→ **Problem description**
Begin at the line below that has "PR #227, opened 2021-11-25" and stop after the line that has "Discussed with @ptbrowne". Please restate only those lines, word for word.

____ Listed entries

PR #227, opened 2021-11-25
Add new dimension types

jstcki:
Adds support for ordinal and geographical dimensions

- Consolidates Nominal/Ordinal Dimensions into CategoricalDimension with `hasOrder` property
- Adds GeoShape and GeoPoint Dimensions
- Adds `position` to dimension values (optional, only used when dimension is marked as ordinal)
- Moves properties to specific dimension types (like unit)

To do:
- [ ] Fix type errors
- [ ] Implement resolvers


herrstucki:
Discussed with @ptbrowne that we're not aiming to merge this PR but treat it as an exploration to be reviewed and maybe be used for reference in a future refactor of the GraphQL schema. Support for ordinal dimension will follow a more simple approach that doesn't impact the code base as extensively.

________
____ Listed entries

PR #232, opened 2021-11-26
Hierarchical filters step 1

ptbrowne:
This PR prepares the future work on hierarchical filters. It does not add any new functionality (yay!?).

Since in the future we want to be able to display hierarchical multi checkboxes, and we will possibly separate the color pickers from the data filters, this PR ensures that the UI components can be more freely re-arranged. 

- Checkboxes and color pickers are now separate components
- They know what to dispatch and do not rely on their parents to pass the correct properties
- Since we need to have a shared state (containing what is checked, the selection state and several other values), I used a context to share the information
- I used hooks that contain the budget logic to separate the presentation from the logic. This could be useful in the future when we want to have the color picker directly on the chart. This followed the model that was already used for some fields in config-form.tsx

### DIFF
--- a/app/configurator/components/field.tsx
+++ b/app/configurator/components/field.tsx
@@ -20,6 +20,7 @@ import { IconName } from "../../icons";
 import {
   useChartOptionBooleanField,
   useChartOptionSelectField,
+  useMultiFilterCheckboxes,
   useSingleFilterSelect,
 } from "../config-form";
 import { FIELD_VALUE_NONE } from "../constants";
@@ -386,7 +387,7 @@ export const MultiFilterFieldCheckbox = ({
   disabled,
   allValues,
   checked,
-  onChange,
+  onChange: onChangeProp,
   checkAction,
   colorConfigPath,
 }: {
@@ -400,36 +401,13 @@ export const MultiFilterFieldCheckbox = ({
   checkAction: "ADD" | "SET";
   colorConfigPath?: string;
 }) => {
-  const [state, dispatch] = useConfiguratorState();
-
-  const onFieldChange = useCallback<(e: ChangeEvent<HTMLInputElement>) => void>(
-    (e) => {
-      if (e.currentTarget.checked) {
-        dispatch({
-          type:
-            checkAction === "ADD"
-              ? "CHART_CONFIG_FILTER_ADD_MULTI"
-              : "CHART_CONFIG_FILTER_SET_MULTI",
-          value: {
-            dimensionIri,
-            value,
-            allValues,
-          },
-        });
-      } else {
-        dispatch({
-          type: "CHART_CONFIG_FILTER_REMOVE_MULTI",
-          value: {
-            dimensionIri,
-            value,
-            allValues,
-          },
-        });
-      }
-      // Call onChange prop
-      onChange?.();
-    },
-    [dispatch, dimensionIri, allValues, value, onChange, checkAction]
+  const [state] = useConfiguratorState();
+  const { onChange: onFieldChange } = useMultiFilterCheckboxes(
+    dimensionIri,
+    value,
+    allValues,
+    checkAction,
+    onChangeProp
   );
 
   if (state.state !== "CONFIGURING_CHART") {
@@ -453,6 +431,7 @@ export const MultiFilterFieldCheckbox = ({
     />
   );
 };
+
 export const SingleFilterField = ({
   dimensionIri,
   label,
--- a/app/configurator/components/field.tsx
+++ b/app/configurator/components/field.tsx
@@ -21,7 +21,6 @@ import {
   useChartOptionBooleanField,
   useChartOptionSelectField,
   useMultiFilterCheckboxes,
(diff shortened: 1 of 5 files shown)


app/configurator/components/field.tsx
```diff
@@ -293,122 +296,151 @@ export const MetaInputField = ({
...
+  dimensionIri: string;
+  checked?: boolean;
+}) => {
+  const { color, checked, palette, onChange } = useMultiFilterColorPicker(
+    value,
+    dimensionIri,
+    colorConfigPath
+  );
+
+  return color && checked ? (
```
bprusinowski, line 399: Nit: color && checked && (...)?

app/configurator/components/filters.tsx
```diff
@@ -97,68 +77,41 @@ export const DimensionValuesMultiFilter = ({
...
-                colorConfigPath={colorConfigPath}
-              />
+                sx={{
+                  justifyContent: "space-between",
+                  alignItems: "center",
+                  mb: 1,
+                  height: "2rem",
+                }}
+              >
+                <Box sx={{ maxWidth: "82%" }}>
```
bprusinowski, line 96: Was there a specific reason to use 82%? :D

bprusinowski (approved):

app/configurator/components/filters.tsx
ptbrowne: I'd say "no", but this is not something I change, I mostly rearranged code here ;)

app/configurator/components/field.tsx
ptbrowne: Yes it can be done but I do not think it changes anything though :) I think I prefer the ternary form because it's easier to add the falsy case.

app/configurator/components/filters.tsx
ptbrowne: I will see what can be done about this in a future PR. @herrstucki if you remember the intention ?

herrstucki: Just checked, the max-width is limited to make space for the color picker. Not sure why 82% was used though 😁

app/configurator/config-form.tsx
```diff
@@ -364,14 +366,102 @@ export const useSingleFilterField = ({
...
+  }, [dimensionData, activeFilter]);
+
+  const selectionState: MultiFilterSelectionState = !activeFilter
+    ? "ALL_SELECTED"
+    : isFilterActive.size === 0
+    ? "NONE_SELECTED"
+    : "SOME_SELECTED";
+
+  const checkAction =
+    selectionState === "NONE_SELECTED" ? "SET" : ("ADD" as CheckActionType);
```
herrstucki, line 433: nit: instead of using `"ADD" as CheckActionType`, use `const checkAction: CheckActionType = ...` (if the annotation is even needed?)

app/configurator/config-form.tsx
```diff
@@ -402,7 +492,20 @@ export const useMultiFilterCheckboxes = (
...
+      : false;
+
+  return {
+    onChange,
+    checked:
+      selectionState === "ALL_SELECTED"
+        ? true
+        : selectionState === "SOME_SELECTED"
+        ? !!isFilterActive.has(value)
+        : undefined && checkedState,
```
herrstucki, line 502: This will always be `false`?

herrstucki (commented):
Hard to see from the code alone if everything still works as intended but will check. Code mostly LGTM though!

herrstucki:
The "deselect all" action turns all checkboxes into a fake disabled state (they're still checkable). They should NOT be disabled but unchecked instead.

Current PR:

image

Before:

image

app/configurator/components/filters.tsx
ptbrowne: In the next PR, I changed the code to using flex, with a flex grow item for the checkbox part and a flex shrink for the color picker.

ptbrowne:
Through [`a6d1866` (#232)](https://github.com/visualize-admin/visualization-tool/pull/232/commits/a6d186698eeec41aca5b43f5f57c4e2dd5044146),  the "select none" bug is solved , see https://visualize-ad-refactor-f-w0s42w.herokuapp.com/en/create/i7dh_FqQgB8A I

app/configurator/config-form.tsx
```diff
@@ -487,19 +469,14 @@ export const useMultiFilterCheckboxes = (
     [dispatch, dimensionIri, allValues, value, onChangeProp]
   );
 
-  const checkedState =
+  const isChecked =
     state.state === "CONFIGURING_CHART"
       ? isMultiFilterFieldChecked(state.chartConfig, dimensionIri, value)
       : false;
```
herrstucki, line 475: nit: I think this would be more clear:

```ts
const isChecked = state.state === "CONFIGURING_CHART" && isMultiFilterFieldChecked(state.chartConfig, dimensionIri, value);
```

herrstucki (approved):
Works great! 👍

________

→ **Output of the task**
PR #227, opened 2021-11-25
Add new dimension types

jstcki:
Adds support for ordinal and geographical dimensions

- Consolidates Nominal/Ordinal Dimensions into CategoricalDimension with `hasOrder` property
- Adds GeoShape and GeoPoint Dimensions
- Adds `position` to dimension values (optional, only used when dimension is marked as ordinal)
- Moves properties to specific dimension types (like unit)

To do:
- [ ] Fix type errors
- [ ] Implement resolvers


herrstucki:
Discussed with @ptbrowne that we're not aiming to merge this PR but treat it as an exploration to be reviewed and maybe be used for reference in a future refactor of the GraphQL schema. Support for ordinal dimension will follow a more simple approach that doesn't impact the code base as extensively.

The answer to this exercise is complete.